- Born: 13 March 1961 (age 65)
- Education: University of Alberta (M.S., 1986); Armed Forces Medical College (India) (M.D., 1983);
- Scientific career
- Fields: Genetics, immunology, molecular biology
- Institutions: Center for Personalized Medicine (director, 2009-present); University of Texas Health Science Center at San Antonio (professor, 2002-present); VA Center for HIV and AIDS Infection (San Antonio) (2001-present); Audie L. Murphy Memorial VA Hospital (1996-present);

= Sunil Kumar Ahuja =

American physician

Sunil Kumar Ahuja (born March 13, 1961) is a professor of Medicine, Microbiology, Immunology & Biochemistry at the University of Texas Health Science Center at San Antonio and an expert on the role of immunogenetics on HIV pathogenesis. Ahuja is also the Director of the Veterans Administration Research Center for AIDS and HIV-1 Infection. His most recent work, first published in the 2005 issue of Science, involves the ethnic group-specific role of CCR5 haplotype and CCL3L1 gene copy number on the progression of HIV to AIDS.

==Education==
Sunil Ahuja received his medical degree from the Armed Forces Medical College India in 1983. Following work towards a M.Sc. degree from the University of Alberta in Canada, Ahuja had his internship and residency at the SUNY Health Science Center at Brooklyn.

==Publications==
Sunil Ahuja's research has been published in many peer-reviewed journals, including Science, The New England Journal of Medicine, Nature Medicine, Nature Immunology and Proceedings of the National Academy of Sciences.

==Honors==
Ahuja has been the recipient of many honors and awards, including being named in 2001 the Elizabeth Glaser Scientist and the Burroughs Wellcome Clinical Scientist in Translational Research. In 2005 he also was the recipient of the MERIT award from the National Institutes of Health. Less than 5% of NIH-funded researchers receive this award.

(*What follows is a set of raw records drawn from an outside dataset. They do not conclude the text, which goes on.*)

PR #2854, opened 2017-01-04
Create an outcome per path for Latvia and copy changes

leenagupte:
Trello card: https://trello.com/c/TVGfheIY

## Factcheck
[marriage-abroad Latvia](https://smart-answers-pr-2854.herokuapp.com/marriage-abroad/y/latvia/uk/partner_british/opposite_sex)

## Expected changes

* [URL on GOV.UK]
   * One outcome per path
   * Copy changes for opposite sex marriages where the user is in the UK.

### Before

screen shot 2017-01-04 at 10 01 19

### After

screen shot 2017-01-04 at 10 00 55

PR #2884, opened 2017-01-16
latvia uk other table

JamesButlerGDS:
Replaced table with partial for opposite sex outcome when user is in UK and partner is from other country

https://trello.com/c/TVGfheIY/370-5-latvia-marriage-tool-opposite-sex-marriages-now-through-affirmations-content-change-request


ikennaokpala:
Superseded by #2854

In February 2008, Ahuja was listed as one of "35 People Who Will Shape Our Future" by Texas Monthly magazine.

==Scientific disagreements==

Some of Sunil Ahuja's work has been questioned by the scientific community. In July 2008, Ahuja's group reported that the DARC gene influenced HIV/AIDS susceptibility. This finding was then questioned by four other groups of scientists, reporting the failure to replicate. Ahuja's group responded in the same issue of Cell Host & Microbe, and also in a subsequent study published in 2011.